▸ Aim of the exercise
Transcribe exactly each line of the entries, from the opening line to the line with "When nodes receive", with both of those lines included.

▸ Data under study

PR #1032, opened 2022-10-11
Allow nodes to overshoot final htlc amount and expiry

t-bast:
When nodes receive HTLCs, they verify that the contents of those HTLCs match the intructions that the sender provided in the onion. It is important to ensure that intermediate nodes and final nodes have similar requirements, otherwise a malicious intermediate node could easily probe whether the next node is the final recipient or not.

Unfortunately, the requirements for intermediate nodes were more lenient than the requirements for final nodes. Intermediate nodes allowed overpaying and increasing the CLTV expiry, whereas final nodes required a perfect equality between the HTLC values and the onion values.

This provided a trivial way of probing: when relaying an HTLC, nodes could relay 1 msat more than what the onion instructed (or increase the outgoing expiry by 1). If the next node was an intermediate node, they would accept this HTLC, but if the next node was the recipient, they would reject it.

We update those requirements to fix this probing attack vector. We also rename the `min_final_cltv_expiry` field, which is actually an expiry _delta_.

### DIFF
--- a/04-onion-routing.md
+++ b/04-onion-routing.md
@@ -259,6 +259,7 @@ The reader:
     - MUST return an error if:
       - incoming `amount_msat` < `amt_to_forward`.
       - incoming `cltv_expiry` < `outgoing_cltv_value`.
+      - incoming `cltv_expiry` < `current_block_height` + `min_final_cltv_expiry_delta`.
 
 Additional requirements are specified [below](#basic-multi-part-payments).
 
@@ -397,7 +398,7 @@ the final node with the following values:
 * `payment_secret`: set to the payment secret specified by the recipient (e.g.
   `payment_secret` from a [BOLT #11](11-payment-encoding.md) payment invoice)
 * `outgoing_cltv_value`: set to the final expiry specified by the recipient (e.g.
-  `min_final_cltv_expiry` from a [BOLT #11](11-payment-encoding.md) payment invoice)
+  `min_final_cltv_expiry_delta` from a [BOLT #11](11-payment-encoding.md) payment invoice)
 * `amt_to_forward`: set to the final amount specified by the recipient (e.g. `amount`
   from a [BOLT #11](11-payment-encoding.md) payment invoice)
 
--- a/04-onion-routing.md
+++ b/04-onion-routing.md
@@ -250,15 +250,15 @@ The reader:
   - if it is not the final node:
     - MUST return an error if:
       - `short_channel_id` is not present,
-       - it cannot forward the HTLC to the peer indicated by the channel `short_channel_id`.
-       - incoming `amount_msat` - `fee` < `amt_to_forward` (where `fee` is the advertised fee as described in [BOLT #7](07-routing-gossip.md#htlc-fees))
-       - `cltv_expiry` - `cltv_expiry_delta` < `outgoing_cltv_value`
+      - it cannot forward the HTLC to the peer indicated by the channel `short_channel_id`.
+      - incoming `amount_msat` - `fee` < `amt_to_forward` (where `fee` is the advertised fee as described in [BOLT #7](07-routing-gossip.md#htlc-fees))
+      - `cltv_expiry` - `cltv_expiry_delta` < `outgoing_cltv_value`
   - if it is the final node:
     - MUST treat `total_msat` as if it were equal to `amt_to_forward` if it
       is not present.
     - MUST return an error if:
-       - incoming `amount_msat` != `amt_to_forward`.
-       - incoming `cltv_expiry` != `cltv_expiry_delta`.
+      - incoming `amount_msat` < `amt_to_forward`.
+      - incoming `cltv_expiry` < `outgoing_cltv_value`.
 
 Additional requirements are specified [below](#basic-multi-part-payments).
 
--- a/02-peer-protocol.md
+++ b/02-peer-protocol.md
@@ -877,9 +877,9 @@ received.
 
 The critical settings here are the `cltv_expiry_delta` in
 [BOLT #7](07-routing-gossip.md#the-channel_update-message) and the
-related `min_final_cltv_expiry` in [BOLT #11](11-payment-encoding.md#tagged-fields).
+related `min_final_cltv_expiry_delta` in [BOLT #11](11-payment-encoding.md#tagged-fields).
 `cltv_expiry_delta` is the minimum difference in HTLC CLTV timeouts, in
-the forwarding case (B). `min_final_cltv_expiry` is the minimum difference
+the forwarding case (B). `min_final_cltv_expiry_delta` is the minimum difference
 between HTLC CLTV timeout and the current block height, for the
 terminal case (C).
 
--- a/07-routing-gossip.md
+++ b/07-routing-gossip.md
@@ -1065,7 +1065,7 @@ channel:
 3. C: 30 blocks
 4. D: 40 blocks
 
-C also uses a `min_final_cltv_expiry` of 9 (the default) when requesting
+C also uses a `min_final_cltv_expiry_delta` of 9 (the default) when requesting
 payments.
 
 Also, each node has a set fee scheme that it uses for each of its
@@ -1089,7 +1089,7 @@ The network will see eight `channel_update` messages:
 
 **B->C.** If B were to send 4,999,999 millisatoshi directly to C, it would
 neither charge itself a fee nor add its own `cltv_expiry_delta`, so it would
-use C's requested `min_final_cltv_expiry` of 9. Presumably it would also add a
+use C's requested `min_final_cltv_expiry_delta` of 9. Presumably it would also add a
 _shadow route_ to give an extra CLTV of 42. Additionally, it could add extra
 CLTV deltas at other hops, as these values represent a minimum, but chooses not
 to do so here, for the sake of simplicity:
@@ -1109,7 +1109,7 @@ per [HTLC Fees](#htlc-fees):
         200 + ( 4999999 * 2000 / 1000000 ) = 10199
 
 Similarly, it would need to add B->C's `channel_update` `cltv_expiry_delta` (20), C's
-requested `min_final_cltv_expiry` (9), and the cost for the _shadow route_ (42).
+requested `min_final_cltv_expiry_delta` (9), and the cost for the _shadow route_ (42).
 Thus, A->B's `update_add_htlc` message would be:
 
    * `amount_msat`: 5010198
--- a/11-payment-encoding.md
+++ b/11-payment-encoding.md
@@ -145,7 +145,7 @@ Currently defined tagged fields are:
 * `n` (19): `data_length` 53. 33-byte public key of the payee node
 * `h` (23): `data_length` 52. 256-bit description of purpose of payment (SHA256). This is used to commit to an associated description that is over 639 bytes, but the transport mechanism for the description in that case is transport specific and not defined here.
 * `x` (6): `data_length` variable. `expiry` time in seconds (big-endian). Default is 3600 (1 hour) if not specified.
-* `c` (24): `data_length` variable. `min_final_cltv_expiry` to use for the last HTLC in the route. Default is 18 if not specified.
+* `c` (24): `data_length` variable. `min_final_cltv_expiry_delta` to use for the last HTLC in the route. Default is 18 if not specified.
 * `f` (9): `data_length` variable, depending on version. Fallback on-chain address: for Bitcoin, this starts with a 5-bit `version` and contains a witness program or P2PKH or P2SH address.
 * `r` (3): `data_length` variable. One or more entries containing extra routing information for a private route; there may be more than one `r` field
    * `pubkey` (264 bits)
@@ -175,7 +175,7 @@ A writer:
   - MAY include one `x` field.
     - if `x` is included:
       - SHOULD use the minimum `data_length` possible.
-  - MUST include one `c` field (`min_final_cltv_expiry`).
+  - MUST include one `c` field (`min_final_cltv_expiry_delta`).
     - MUST set `c` to the minimum `cltv_expiry` it will accept for the last
     HTLC in the route.
     - SHOULD use the minimum `data_length` possible.
@@ -216,7 +216,7 @@ A reader:
     - MUST use the `n` field to validate the signature instead of performing signature recovery.
   - if there is a valid `s` field:
     - MUST use that as [`payment_secret`](04-onion-routing.md#tlv_payload-payload-format)
-  - if the `c` field (`min_final_cltv_expiry`) is not provided:
+  - if the `c` field (`min_final_cltv_expiry_delta`) is not provided:
     - MUST use an expiry delta of at least 18 when making the payment
   - if an `m` field is provided:
     - MUST use that as [`payment_metadata`](04-onion-routing.md#tlv_payload-payload-format)
@@ -618,9 +618,9 @@ Breakdown:
 * `x`: expiry time
   * `qy`: `data_length` (`q` = 0, `y` = 2; 0 * 32 + 4 == 4)
   * `jw5q`: 604800 seconds (`j` = 18, `w` = 14, `5` = 20, `q` = 0; 18 * 32^3 + 14 * 32^2 + 20 * 32 + 0 == 604800)
-* `c`: `min_final_cltv_expiry`
+* `c`: `min_final_cltv_expiry_delta`
   * `qp`: `data_length` (`q` = 0, `p` = 1; 0 * 32 + 1 == 1)
-  * `2`: min_final_cltv_expiry = 10
+  * `2`: min_final_cltv_expiry_delta = 10
 * `r`: tagged field: route information
   * `zj`: `data_length` (`z` = 2, `j` = 18; 2 * 32 + 18 == 82)
   * `q0gxwkzc8w6323m55m4jyxcjwmy7stt9hwkwe2qxmy8zpsgg7jcuwz87fcqqeuqqqyqqqqlgqqqqn3qq9q`:


04-onion-routing.md
```diff
@@ -292,7 +292,7 @@ The writer:
     - otherwise:
       - MUST set `total_msat` to the amount it wishes to pay.
     - MUST ensure that the total `amount_msat` of the HTLC set which arrives at the payee
-      is equal to `total_msat`.
+      is equal to or greater than `total_msat`.
```
joostjager, line 296: I don't think this change is necessary anymore when make the change to allow `htlc_amt > amt_to_fwd` in the later commit?

t-bast: I think we have to keep it, don't we? Because if we overpay one HTLC in the set, that means that the total HTLC set will overpay the `total_amount`?

t-bast: > I don't think so, because you only count amt_to_forward towards total_msat. The overpayment is already absorbed at the htlc level.

I see what you mean, that depends on what you use to compute your "HTLC set amount". Currently the spec does it using `amount_msat`, which is the value from `update_add_htlc`: in that case, we do need to explicitly allow over-paying.

What you suggest is that we should define the "HTLC set amount" to be the sum of the onion's `amt_to_fwd`, in which case we don't necessarily need to allow over-paying.

That would be a bit awkward for the scenario highlighted in #1031 though. Let's imagine that you retry a partial payment of `500 msat` and are forced to pay `510 msat` to satisfy `min_htlc` constraints in the route. With your proposal, the sender would be forced to put `500 msat` in the onion `amt_to_fwd`, which means giving the additional fee to intermediate nodes instead of the final node (and feels a bit weird, doesn't it?). Whereas if we allow over-paying the `total_amount_msat`, the sender can decide whether they want to give that extra fee to intermediate nodes or to the final node.

I understand your point of view, but my current feeling is to go for the extra flexibility of allowing the `total_amount_msat` over-payment. Let's see what others prefer, I can change that if that's the consensus.

joostjager: >Let's imagine that you retry a partial payment of 500 msat and are forced to pay 510 msat to satisfy min_htlc constraints in the route. With your proposal, the sender would be forced to put 500 msat in the onion amt_to_fwd, which means giving the additional fee to intermediate nodes instead of the final node.

I don't think you are giving it to the intermediate node straight away? The instruction is still to forward 510 sat to the final node. Only if the intermediate node would first try to pay lower amounts, they could steal some of those sats.

Also I think this only applies to the final shard. All the other shards would just put `510 msat` in the onion `amt_to_fwd`? It satisfies `min_htlc` and makes sure that a maximum of sats is delivered to the final destination. The overshoot can be compensated in the final shard to end up with the exact pre-determined `total_msat`.

What remains then is a sender being forced to overpay on the final shard because of a `min_htlc` constraint and the possibility of a routing node trying to steal the difference. It wouldn't increase the total cost of the payment though, because all prior shards were already 'optimal' in that they don't allow any fee stealing. The difference is just in where that final overpayment ends up IF the routing node decides to probe.

Even if we fix this for the final hop, it is still possible to shift the fee distribution to the intermediate hops.

If senders would always assume that overpayment of `total_msat` is acceptable, there wouldn't be a way anymore to reject such payments. You can fail the htlc set if it overpays, but the sender wouldn't know what's wrong. As mentioned before, overpayment isn't always desirable and can complicate accounting.

joostjager: I thought the probing attack was actually fixed by allowing nodes to forward less (if the amount was inflated because of `min_htlc`), just as is allowed currently for intermediate nodes.

Can you otherwise give a very concrete example, to make sure we're really talking about the same thing?

joostjager: How can you not allow nodes to do that? They can forward whatever they want.

Getting back to an example to clarify things: I think the following table lists the possibilities to deliver 5 sat to a node through a channel that has a min_htlc routing policy of 10 sat.

| amt_to_fwd A | htlc_amt A->B | amt_to_fwd B | current behavior routing node | current behavior final node | relaxed htlc_amt check final node |
| ------------ | ------------- | ------------ | ----------------------------- | --------------------------- | --------------------------------- |
| 10           | 9             | 10           | REJECT                        | REJECT                      | REJECT                            |
| 10           | 10            | 10           | ACCEPT                        | ACCEPT                      | ACCEPT                            |
| 10           | 11            | 10           | ACCEPT                        | REJECT                      | ACCEPT                            |
| 10           | 9             | 5            | ACCEPT                        | REJECT                      | ACCEPT                            |
| 10           | 10            | 5            | ACCEPT                        | REJECT                      | ACCEPT                            |
| 10           | 11            | 5            | ACCEPT                        | REJECT                      | ACCEPT                            |

To me it seems that the relaxed `htlc_amt` check alone fixes the probing issue because it makes the behavior of final nodes and routing nodes the same.

04-onion-routing.md
```diff
@@ -250,15 +250,16 @@ The reader:
...
+      - it cannot forward the HTLC to the peer indicated by the channel `short_channel_id`.
+      - incoming `amount_msat` - `fee` < `amt_to_forward` (where `fee` is the advertised fee as described in [BOLT #7](07-routing-gossip.md#htlc-fees))
+      - `cltv_expiry` - `cltv_expiry_delta` < `outgoing_cltv_value`
   - if it is the final node:
     - MUST treat `total_msat` as if it were equal to `amt_to_forward` if it
       is not present.
     - MUST return an error if:
-       - incoming `amount_msat` != `amt_to_forward`.
-       - incoming `cltv_expiry` != `cltv_expiry_delta`.
+      - incoming `amount_msat` < `amt_to_forward`.
```
halseth, line 260: If we relax this field we must also start counting `payment_amt = SUM(htlcs.amt_to_forward)` at the final node. If we don't, a second-to-last node can overpay the htlc amount and mess with the tracking of MPP shards (that would lead to a premature settle of the HTLC set).

This would become even worse with the relaxation of the `total_msat` check, as it would get very easy to cause such a premature settle for a malicious node.

I think the ultimate solution would be what is mentioned in https://github.com/lightning/bolts/pull/1032/files#r993085640, adding a`required_incoming_htlc_amt` field. This would restrict all sorts of funny business routing nodes can do to the HTLC amt they send to the next hop, and would require them to always forward exactly `amt_to_fwd`. To me that sounds like it would solve all the probing issues also, as there would not be possible for a routing node to under- nor overpay, regardless of the next hop is the final or not.

04-onion-routing.md
t-bast: > To me it seems that the relaxed htlc_amt check alone fixes the probing issue because it makes the behavior of final nodes and routing nodes the same.

I think that's what you're missing, this is incorrect and the three last rows in your table are prone to probing. The onion's `amt_to_fwd` _must be the same for the next-to-last node and the last node_ to prevent probing. The underlying reason is that _intermediate nodes will never let you underpay_ (because that wouldn't satisfy their fee requirement), while underpaying the recipient becomes possible if its onion's `amt_to_fwd` is smaller than the next-to-last node's. So intermediate nodes can always try to underpay, and if that's accepted, it means the next node is the recipient. Does that make sense? Or should I detail a complete example (which is a bit tedious, since we need to have two hops in the table to correctly explain this).

04-onion-routing.md
t-bast: I think you're over-complicating this. From the recipient's point of view, they should be happy as soon as they receive **at least** `total_amount_msat`: they've been paid what they wanted and should release the preimage. From the sender's point of view, they should be happy as soon as they receive the preimage while paying **at most** `total_amount_msat`.

If intermediate nodes overpay an HTLC, neither the sender not the recipient are negatively impacted. The sender may even get the preimage for less than what they intended to pay: this is great, why would they prevent that?

04-onion-routing.md
joostjager: Ah I get it now. This is all about setting `amt_to_fwd` (Matt mentioned this too in https://github.com/lightning/bolts/pull/1032#discussion_r992442477). Sender's must make sure that the whole path is 'tight' so that no underpayment can happen anywhere. Because of the relaxation of `amt_to_fwd`, the 1 msat overpayment will be possible for both routing and intermediate nodes which fixes the privacy issue.

The next problem arises when a sender needs to overpay because of `min_htlc` and overshoots `total_msat`. They could decide not to adhere to the final amt_to_forward setting requirement above, but would sacrifice privacy. Therefore the second change to allow overshooting `total_msat` instead.

One thing to note is that there may be an additional cost for senders to keeping the path tight. If there is an intermediate node with a high `min_htlc`, the sender may not want to carry over that high amount to all channels further downstream. For those channels a proportional fee may be charged, in which case it would be cheaper for the sender to reduce amt_to_fwd right after the `min_htlc` has been passed. If the sender decides to do so, it becomes possible again to identify a node as being non-final.

For inbound fees though, I am still not sure how to handle them with these changes. An htlc comes in, but I can only decide that not enough inbound fees were paid until the mpp set is complete. All htlcs need to be held until then, and fresh channel updates need to be returned for all of them. It also looks like a layering violation, as fees pertain to the htlc level only.

joostjager: Actually, for inbound fees there may not be a problem. In think the sender can safely set the final `amt_to_fwd` to a lower value than the second-last `amt_to_fwd` _if_ the difference is equal to the inbound fee that is required. If a routing node would try to underpay (and identify the final node), the htlc would still fail because the final node requires `htlc_amt = amt_to_fwd + inbound_fee`.

joostjager: One more remark here: if a node recently lowered its (regular outbound) fee and the sender isn't aware of that yet, a window opens up momentarily where probing could reveal some information. Maybe something to keep in mind for payments with high privacy requirements? I think that to fully seal a the route, that `required_incoming_htlc_amt` field is needed still.

t-bast: > Sender's must make sure that the whole path is 'tight' so that no underpayment can happen anywhere. 

Exactly. That is most likely the default behavior of senders, since they build the onion based on the latest channel updates they received and have no reason to overpay intermediate fees. That's why I believe the simple changes in this PR are a good enough mitigation of that probing vector.

> if a node recently lowered its (regular outbound) fee and the sender isn't aware of that yet, a window opens up momentarily where probing could reveal some information

Yes, that's a good point. If an intermediate node underpays the next node, here is what can happen:

- the payment is rejected: the attacker doesn't learn anything
- the payment is accepted: the attacker learns that the next node is *not* the final node. By looking at recent channel updates from the next node, the attacker may learn with a high probability who the subsequent node is.

I don't know if we should be concerned or not. We really don't want intermediate nodes to be able to learn that information. The only way I see to fully fix this would be to add a `required_incoming_htlc_amt` field as discussed in other comments. However, the conditions for this probing attack won't appear often in practice, as the payment needs to match a decrease in fees for one channel in the route. Also if we think something like [fee ratecards](https://lists.linuxfoundation.org/pipermail/lightning-dev/2022-September/003685.html) is the future, this will even decrease the probability that this probing attack succeeds.

> One thing to note is that there may be an additional cost for senders to keeping the path tight. If there is an intermediate node with a high min_htlc, the sender may not want to carry over that high amount to all channels further downstream. For those channels a proportional fee may be charged, in which case it would be cheaper for the sender to reduce amt_to_fwd right after the min_htlc has been passed. If the sender decides to do so, it becomes possible again to identify a node as being non-final.

I agree in theory, but I'm not sure it actually matters in practice. You would need to be using a route with a very high `min_htlc` in the middle **and** very high proportional fees after that node for this issue to cost you meaningful fees.

Even if those conditions do happen, the prober only learns that the next node is **not** the final node, which is much less worrying that learning who the final node is, so I think this is an acceptable probing vector (but maybe I'm wrong!).

joostjager: I agree that most of this may be theoretical. On the other hand though, if we would let the per-hop payload hmac also cover the required incoming htlc amount, all of these cases would be fixed for "free".

t-bast: > if we would let the per-hop payload hmac also cover the required incoming htlc amount

That would be an alternative for adding a `required_incoming_htlc_amt` field, right? But that removes all possibility of giving some leeway for intermediate nodes to decide to forward more to pay an inbound fee for example.

joostjager: Yes, a zero bytes alternative indeed for `required_incoming_htlc_amt` indeed. Why would an intermediate need leeway to pay for example an inbound fee? I'd think this is all decided upfront by the sender.

The feature bit is required indeed, but does the whole path need to support this? I thought the sender can calculate the hmac for each hop and include the required incoming amt only if the feature bit is present.

thomash-acinq:
The objections to this change seem to only consider the privacy aspect: preventing a malicious node from learning more information than it should, assuming all other nodes follow the spec. However for this to work, we need all other nodes to follow the spec, and for that we need to make sure that incentives are aligned. Currently, the spec asks us to refuse free money to protect the privacy of others. Any economically rational actor should take the free money as there is no downside for them, the downside is only for the privacy of the others.
This changes makes it so that economically rational actors would now follow the spec, which is in itself a sufficient reason to accept it. In addition, it also improves privacy, but only because now everyone is incentivized to actually follow the spec.

04-onion-routing.md
halseth: Starting to magically include more data that's not be present in the HMAC sounds like something that would make similar changes harder later. 

What's bad about just adding an extra (optional) field `require_incoming_amount` and as more nodes start checking this, probing gets harder and harder. I still thinks this is the cleanest way of ensuring intermediate nodes can't do anything other than what the sender tells them to, which sounds like it would fix most of these probing vectors (maybe even some we haven't thought of).

Should also be totally backwards compatible IIUC.

I agree with t-bast that this would give intermediate nodes less leeway to overpay (for some reason), but as Joost is saying, shouldn't senders really be in charge of deciding that?

04-onion-routing.md
halseth: I agree with the theory, but are implementations properly doing this in practice? I guess it should be handled anyway, since there are never any guarantees all shards will be settled.

04-onion-routing.md
```diff
@@ -292,7 +293,7 @@ The writer:
     - otherwise:
       - MUST set `total_msat` to the amount it wishes to pay.
     - MUST ensure that the total `amount_msat` of the HTLC set which arrives at the payee
-      is equal to `total_msat`.
+      is equal to or greater than `total_msat`.
```
halseth, line 296: I think it is worth considering the consequences of doing this without a feature bit in the invoice to signal the recipient supports such overpaying. Although possibly rare, the sender cannot know if he can overpay `total_msat` and it will be accepted.

Is it overkill to signal in the invoice whether we support such overpayment?

04-onion-routing.md
t-bast: That's at least how eclair handles it ;)

04-onion-routing.md
t-bast: That's a good point. I'm not sure it's worth "wasting" a feature bit, but maybe a simple flag in the invoice would be enough? I'll look into it.

04-onion-routing.md
joostjager: >as an intermediate node or a final node, if I receive more money than expected, I will take it

Another way to look at this is that failing could lead to more money on the longer term. By failing you're teaching your predecessor that there is no point in trying to steal anything and next time they might just pay the instructed (higher) amount?

04-onion-routing.md
joostjager: Perhaps the two changes in this PR can be decoupled? The relaxation of `amt_to_fwd` seems fairly straight-forward, where as changing the mpp logic probably needs further discussion.

04-onion-routing.md
```diff
@@ -259,6 +259,7 @@ The reader:
     - MUST return an error if:
       - incoming `amount_msat` < `amt_to_forward`.
       - incoming `cltv_expiry` < `outgoing_cltv_value`.
+      - incoming `cltv_expiry` < `current_block_height` + `min_final_cltv_expiry_delta`.
```
joostjager, line 262: With this added, is the other condition `incoming cltv_expiry` < `outgoing_cltv_value` still useful?

04-onion-routing.md
```diff
@@ -250,15 +250,15 @@ The reader:
...
+      - incoming `amount_msat` - `fee` < `amt_to_forward` (where `fee` is the advertised fee as described in [BOLT #7](07-routing-gossip.md#htlc-fees))
+      - `cltv_expiry` - `cltv_expiry_delta` < `outgoing_cltv_value`
   - if it is the final node:
     - MUST treat `total_msat` as if it were equal to `amt_to_forward` if it
       is not present.
     - MUST return an error if:
-       - incoming `amount_msat` != `amt_to_forward`.
-       - incoming `cltv_expiry` != `cltv_expiry_delta`.
+      - incoming `amount_msat` < `amt_to_forward`.
+      - incoming `cltv_expiry` < `outgoing_cltv_value`.
```
joostjager, line 261: Should this be `>` for the final node? For routing nodes a higher expiry is accepted too?

04-onion-routing.md
t-bast: They are actually already somewhat decoupled since I'm just building on top of Matt's PR.
I can rebase my changes directly on top of `master` though if needed, let's wait for other people to chime in first.

04-onion-routing.md
joostjager: Nvm, this are the error conditions.

t-bast: Can you detail? I think the current inequation is correct, you want to return an error if you receive an HTLC that expires before what is specified in the onion, don't you? But you are completely fine with accepting an HTLC that expires after what what the sender intended.

An intermediate node can decide to use a lower `cltv_expiry_delta` than what the sender used when relaying (even honestly, if they recently lowered it), so intermediate nodes could receive an HTLC with a higher `cltv_expiry` than what the sender wanted, but that's a net benefit for them so they shouldn't reject that (and with the current requirements, they won't, because when computing the next `cltv_expiry` they will find something greater than what they're instructed to relay by their `outgoing_cltv_value`).

Does that make sense or should I detail that with some concrete sample values?

04-onion-routing.md
t-bast: I think we need both: this one is for the case where the sender doesn't use any "dummy hop" to help hide the recipient, but ideally senders should use an `outgoing_cltv_value` that is much higher than `current_block_height` + `min_final_cltv_expiry_delta` to make it look like there are other hops afterwards.

04-onion-routing.md
joostjager: No it's clear, I thought I was reading the acceptance conditions.

04-onion-routing.md
joostjager: Ah yes, that makes sense. I think in lnd, we just add three blocks in case blocks are found while the htlc is in flight.

t-bast:
Rebased on `master`.

halseth (approved):
ACK 391ed8448d39329f351bc940a411fcc612d4b6d7

joostjager:
I am not so sure about this change anymore, https://github.com/lightning/bolts/pull/1031#issuecomment-1290938756

t-bast:
> I am not so sure about this change anymore, https://github.com/lightning/bolts/pull/1031#issuecomment-1290938756

As was pointed out in response to your comment, I believe this isn't a valid reason to reject the PR as we already support over-payment.

We can add a recipient feature to require strict payment amounts (at the expense of privacy) in future work, but that shouldn't have any impact on acceptance of this PR.

joostjager:
>We can add a recipient feature to require strict payment amounts (at the expense of privacy) in future work, but that shouldn't have any impact on acceptance of this PR.

I am wondering if we can have strict payment amounts without sacrificing privacy.

I think we can have that if we'd go the other previously discussed way and instead of relaxing the final amt_to_fwd requirement (this pr), we'd tighten acceptance for routing nodes via a new onion field or inclusion of the amount in the hmac'ed data.

The downside of that is, and we also discussed this before, is that an economically rational routing node would ignore the accept instruction in the onion, maximize profit without caring about privacy, bringing us back to the current situation.

So yes, maybe the outcome is that there is no other option than relaxing indeed. Unless anyone has a new creative idea?

t-bast:
I think that strict payments should not be the default as they're not what an economically rational actor would want. But there's room for making this an opt-in feature, signaled in the invoice, most likely at the expense of privacy, and maybe this is a trade-off that some nodes are ok with?

Anyway implementing strict payments is a separate proposal, and as you say hopefully by the time we really commit to implementing it we'll have found ways of doing it that doesn't sacrifice too much privacy.

joostjager (approved):

rustyrussell:
Yes.  Consistency FTW.

Ack.

Roasbeef (approved):
LGTM 💎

▸ Problem solution
PR #1032, opened 2022-10-11
Allow nodes to overshoot final htlc amount and expiry

t-bast:
When nodes receive HTLCs, they verify that the contents of those HTLCs match the intructions that the sender provided in the onion. It is important to ensure that intermediate nodes and final nodes have similar requirements, otherwise a malicious intermediate node could easily probe whether the next node is the final recipient or not.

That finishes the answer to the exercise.